■ TASK TO COMPLETE
Every line of the entries below from the one containing "display the aggregated" to the one containing "-20,6 +20,7 @@", both ends included, must be written out exactly. No other line belongs in the answer.

"""

PR #33, opened 2017-07-18
698: Add national level capacity view

andrew-js-wright:
The caseload-capacity screen should be visable at a national level. This will
display the aggregated capacity for every offender manager in the system. As
there is only one instance of the national level, no id field is required.
However a dummy id `0` is used in order to keep the routing consistent.

Therefore the national level capacity screen is accessed from the path:

`/nps/0/caseload-capacity`

### DIFF
--- a/app/services/get-breadcrumbs.js
+++ b/app/services/get-breadcrumbs.js
@@ -20,6 +20,7 @@ module.exports = function (id, organisationLevel) {
     breadcrumbs.push(new Link(tree[reference].name, linkGenerator.fromReference(reference)))
     reference = tree[reference].parent
   } while (reference !== undefined)
+
   return breadcrumbs
 }
 
--- a/app/services/get-capacity-view.js
+++ b/app/services/get-capacity-view.js
@@ -11,7 +11,7 @@ module.exports = function (id, capacityDateRange, organisationLevel) {
   var workloadReportsPromise
 
   if (organisationalUnitType === undefined) {
-    throw new Error(organisationLevel + ' should be offender-manager, region, team or ldu')
+    throw new Error(organisationLevel + ' should be offender-manager, region, team, ldu or hmpps')
   }
 
   if (organisationLevel === routeType.OFFENDER_MANAGER.name) {
--- a/app/views/includes/breadcrumbs.html
+++ b/app/views/includes/breadcrumbs.html
@@ -1,4 +1,5 @@
 <div class="breadcrumbs">
+{% if breadcrumbs.length > 1 %}
   <ol>
   {% for breadcrumb in breadcrumbs.reverse() %}
     {% if loop.last %}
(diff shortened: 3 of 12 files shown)


andrew-js-wright:
The caseload-capacity integration tests will need to be extended in order to ensure national level view is working correctly. However, it would make most sense to wait until @caoimheb has created the test data for case-progress as this should be reusable here.

app/services/get-breadcrumbs.js
```diff
@@ -20,6 +20,11 @@ module.exports = function (id, organisationLevel) {
     breadcrumbs.push(new Link(tree[reference].name, linkGenerator.fromReference(reference)))
     reference = tree[reference].parent
   } while (reference !== undefined)
+
+  if (breadcrumbs.length < 2) {
+    breadcrumbs = []
+  }
```
dconey646: Whats the reasoning behind this? Is this due to National level being the only breadcrumb?

app/services/get-capacity-view.js
```diff
@@ -11,7 +11,7 @@ module.exports = function (id, capacityDateRange, organisationLevel) {
   var workloadReportsPromise
 
   if (organisationalUnitType === undefined) {
-    throw new Error(organisationLevel + ' should be offender-manager, region, team or ldu')
+    throw new Error(organisationLevel + ' should be offender-manager, region, team, ldu or nps')
   }
```
caoimheb: Did Simon mention that we should stop using nps? Think he said switch to hmpps? 

Maybe a separate branch to refactor that?

app/services/get-breadcrumbs.js
andrew-js-wright: Yea, there was no need to have a label saying `NPS` when there was no possible interaction with the breadcrumbs.

dconey646: Sounds good to me.

app/services/get-capacity-view.js
andrew-js-wright: After chatting to Simon, I think hmpps is the way to go. Good shout Caoimhe.

app/views/includes/breadcrumbs.html
```diff
@@ -10,4 +11,5 @@
       <!-- <li>This would display if the breadcrumbs collection were empty</li> -->
```
caoimheb: This else can now be removed?

test/unit/services/test-get-breadcrumbs.js
```diff
@@ -52,8 +52,8 @@ describe('services/get-breadcrumbs', function () {
     }
     var getBreadcrumbs = proxyquire('../../../app/services/get-breadcrumbs', {'./organisational-hierarchy-tree': getTree})
 
-    expect(getBreadcrumbs(1, 'nps').length).to.eql(1)
-    expect(getBreadcrumbs(1, 'nps')).to.eql(breadcrumbDataHelper.NATIONAL_BREADCRUMBS)
+    expect(getBreadcrumbs(1, 'hmpps').length).to.eql(0)
```
caoimheb: Test failing

andrew-js-wright:
Applying comments

PR #988, opened 2025-03-05
Use trusted publishers to release the gem

ekohl:


chris1984 (approved):

ekohl:
I created the trusted publisher and removed the old API key, but I can't clean up the old GH secret since I'm not an admin on Katello.

chris1984:
@ianballou or @parthaa can you clean up the secret?

PR #993, opened 2025-04-28
Fixes #38392 - show container upstream name in repository list

ianballou:
Adds container upstream name optionally to the repository list command. Try --fields=ALL to see it.


sjha4 (approved):
Ack..Able to see new field in hammer.
Screenshot from 2025-05-07 13-54-32

PR #998, opened 2025-07-22
Fixes #38612 - Remove rolling CV from host info command

qcjames53:
Hammer-cli-katello 1.17 exposes the "rolling CV" fields on Foreman 3.14 despite rolling CV not being "released" until 3.15+. We need to patch 1.17 to remove these fields from the default host info view.

**How to test**

1. Pull the 1.17.z branch of hammer-cli-katello and make sure it runs with the appropriately-outdated version of hammer-cli and hammer-cli-foreman (grab versions from foreman 3.14ish).
2. Run a `hammer host info` command and see that "Rolling CV" is not displayed next to "Composite CV".
3. Run a `hammer host info` command with `--fields ALL` and see that "Content view" -> "Rolling" is not displayed next to "Composite".
4. Ensure the rolling CV fields are not exposed when manually triggering them via `fields "Content Information/Content view environments/Rolling CV"`

### DIFF
--- a/lib/hammer_cli_katello/host_extensions.rb
+++ b/lib/hammer_cli_katello/host_extensions.rb
@@ -66,14 +66,11 @@ module HammerCLIKatello
                     :replaced_by => [_('Content Information'), _('Content View Environments'), _('CV Name')].join('/')
                   field :composite, _("Composite"), Fields::Boolean,
                     :replaced_by => [_('Content Information'), _('Content View Environments'), _('Composite CV')].join('/')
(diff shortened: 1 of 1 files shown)


qcjames53:
I believe the non-blocking single commit test is failing because this is merging into 1.17.z instead of main. It can be safely ignored.

chris1984 (approved):
Looks fine to me, are we shipping it with 6.18 or are we going to include it in 6.19?

PR #1026, opened 2026-04-16
Remove Katello Agent and Katello Events

jturel:


chris1984 (commented):
I think this can be taken out of draft if I remember right.

jturel:
> I think this can be taken out of draft if I remember right.

I wish! This PR was a little early - it depends on some bigger pieces of work which are essentially experiments right now:
- https://github.com/Dynflow/dynflow/pull/468
- https://github.com/jturel/katello/pull/1

PR #1031, opened 2026-05-21
Keep backwards compatibility with hammer_cli_foreman 3.x

zjhuntin:
## Summary
- Changes `hammer_cli_foreman` dependency from `~> 5.0` (requires 5.0+) to `>= 3.10, < 6.0`
- Allows the plugin to work with both 3.x and 5.x releases
- Follow-up to #1030 based on reviewer feedback that plugins don't need 5.0.0 specifically

Generated with [Claude Code](https://claude.com/claude-code)

### DIFF
--- a/hammer_cli_katello.gemspec
+++ b/hammer_cli_katello.gemspec
@@ -68,6 +68,6 @@ Gem::Specification.new do |gem|
   gem.add_development_dependency 'syslog', '~> 0.1.2'
   gem.add_development_dependency 'theforeman-rubocop', '~> 0.1.0'
 
-  gem.add_dependency 'hammer_cli_foreman', '~> 5.0'
+  gem.add_dependency 'hammer_cli_foreman', '>= 3.18', '< 6.0'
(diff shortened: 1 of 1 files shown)


hammer_cli_katello.gemspec
```diff
@@ -68,6 +68,6 @@ Gem::Specification.new do |gem|
   gem.add_development_dependency 'syslog', '~> 0.1.2'
   gem.add_development_dependency 'theforeman-rubocop', '~> 0.1.0'
 
-  gem.add_dependency 'hammer_cli_foreman', '~> 5.0'
+  gem.add_dependency 'hammer_cli_foreman', '>= 3.10', '< 6.0'
```
ogajduse: I'd make it stricter and set `>= 3.18`. To restrict 3.18 and older version users from using hammer-cli-katello 5.0, but make sure 3.19 users can still use it, as we don't anticipate any breaking changes to come in 5.0.

chris1984 (approved):

PR #758, opened 2023-06-13
Use Angular Material button for "Open issue on Github"

MoritzWeber0:
We don't want fetch external JavaScript from Github for security reasons


amolenaar:
Nice cleanup.

PR #767, opened 2023-06-15
Add Tailwind CSS

MoritzWeber0:
Tailwind CSS is great for fast prototyping. 99% of the CSS is already covered. In addition, we have many unused CSS classes which have not been deleted when the HTML disappeared, Tailwind solves the issue.


amolenaar (approved):
Looks good. Tailwind makes for some nice simplifications.

PR #766, opened 2023-06-15
Add responsive design / support for mobile phones

MoritzWeber0:
Ever wanted to run Capella on your smartphone? Then the PR is made for you. 

This PR adds some fundamentals for responsive design. It adds a side-nav-bar and removes many fixed-width components to support small screens.

Not all components are responsive yet, but the most important ones are already supported.

Preview of the Capella Collaboration Manager running on smartphone:

https://github.com/DSD-DBS/capella-collab-manager/assets/23395732/0c2d4a67-ae59-4ba1-8016-ccb509009243

This is how Capella looks on a small screen: 
image

Resolves #765

PR #776, opened 2023-06-20
Make all components responsive

MoritzWeber0:
The important components were made responsive in https://github.com/DSD-DBS/capella-collab-manager/pull/766

However, it was focused on the components that the user can see. This PR also makes the administrator components responsive.

### DIFF
--- a/frontend/src/app/app-routing.module.ts
+++ b/frontend/src/app/app-routing.module.ts
@@ -58,7 +58,7 @@ const routes: Routes = [
           },
           {
             path: 'create',
-            data: { breadcrumb: 'New Project' },
+            data: { breadcrumb: 'create' },
             component: CreateProjectComponent,
           },
         ],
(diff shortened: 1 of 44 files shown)


frontend/src/app/projects/models/model-description/model-description.component.ts
```diff
@@ -121,4 +123,8 @@ export class ModelDescriptionComponent implements OnInit {
       },
     });
   }
+
+  navigateBack() {
+    this.location.back();
+  }
```
dominik003, line 129: I would use something like `this.router.navigate(['../../..'], { relativeTo: this.route })` here as `this.location.back()` can have some side effects, so this one is more robust

frontend/src/app/settings/modelsources/git-settings/edit-git-settings/edit-git-settings.component.ts
```diff
@@ -77,4 +79,8 @@ export class EditGitSettingsComponent implements OnInit, OnDestroy {
         this.router.navigate(['../..'], { relativeTo: this.route })
       );
   }
+
+  navigateBack() {
+    this.location.back();
+  }
```
dominik003, line 85: Same as above: I would use `this.router.navigate(['../..'], { relativeTo: this.route })` instead

dominik003 (approved):

PR #782, opened 2023-06-21
Update development instructions

Paula-Kli:
This PR updates a few instructions for setting up the development environment.

Biggest change: 

- the option of setting up the OAuth Mock with a self signed certificate is removed

### DIFF
--- a/CONTRIBUTING.md
+++ b/CONTRIBUTING.md
@@ -18,7 +18,7 @@ your code follows our style guidelines outlined below.
 ## General
 
 This project consists of several services. Here is the architecture of the services:
-![Capella Collab Manager architecture](doc/architecture.png)
+![Capella Collab Manager architecture](docs/architecture.png)
 
 To get an overview of the services, it is also worth taking a look at the Helm Chart,
 which can be found in the `helm` folder.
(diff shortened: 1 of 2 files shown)


CONTRIBUTING.md
```diff
@@ -70,12 +70,8 @@ first.
...
 First of all, navigate to the `mocks/oauth` directory.
 
-You can handle the SSL-support in two different ways:
-
-### Option 1: Use insecure connections
-
-This is the default and recommended option for local development.
-Do not use it in production!
+This is the recommended option for local development.
+Do not use insecure connections it in production!
```
MoritzWeber0, line 74:
```suggestion
```

I'd remove the two lines. Not only insecure connections, but the OAuth mock in general should not be used in production.

"This is the recommended option for local development." doesn't make much sense anymore as we have only one option left.

Instead, I would add `Do not use the OAuth mock in production!` after `For local development, we have an OAuth mock that needs to be started first.`

MoritzWeber0 (commented):
Good first PR, thanks! I have only one small comment.

MoritzWeber0 (approved):

PR #791, opened 2023-06-23
refactor: Use `$` as suffix for observable variables

MoritzWeber0:
This PR contains some consistency improvements. 

- All variables containing Observables are suffixed with `$`. This convention was introduced by Cycle.js, but is widely used: https://cycle.js.org/basic-examples.html#basic-examples-increment-a-counter-what-is-the-convention 
- For private BehaviourSubjects in services, the `private` annotation is added.
- For public Observables in services, the `public` and `readonly` annotations are added.


amolenaar (approved):
LGTM

PR #793, opened 2023-06-26
Use new-style t4c/client backup functionality

amolenaar:
This allows jobs to work with the new consolidated t4c/client image.
To improve maintainability I changed calls to `_create_job_spec` to
named arguments.
    
I decided to provide the command to the k8s api, instead of hard-coding
it there, to keep the symantics of the methods used --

"""

■ EXERCISE RESPONSE
display the aggregated capacity for every offender manager in the system. As
there is only one instance of the national level, no id field is required.
However a dummy id `0` is used in order to keep the routing consistent.

Therefore the national level capacity screen is accessed from the path:

`/nps/0/caseload-capacity`

### DIFF
--- a/app/services/get-breadcrumbs.js
+++ b/app/services/get-breadcrumbs.js
@@ -20,6 +20,7 @@ module.exports = function (id, organisationLevel) {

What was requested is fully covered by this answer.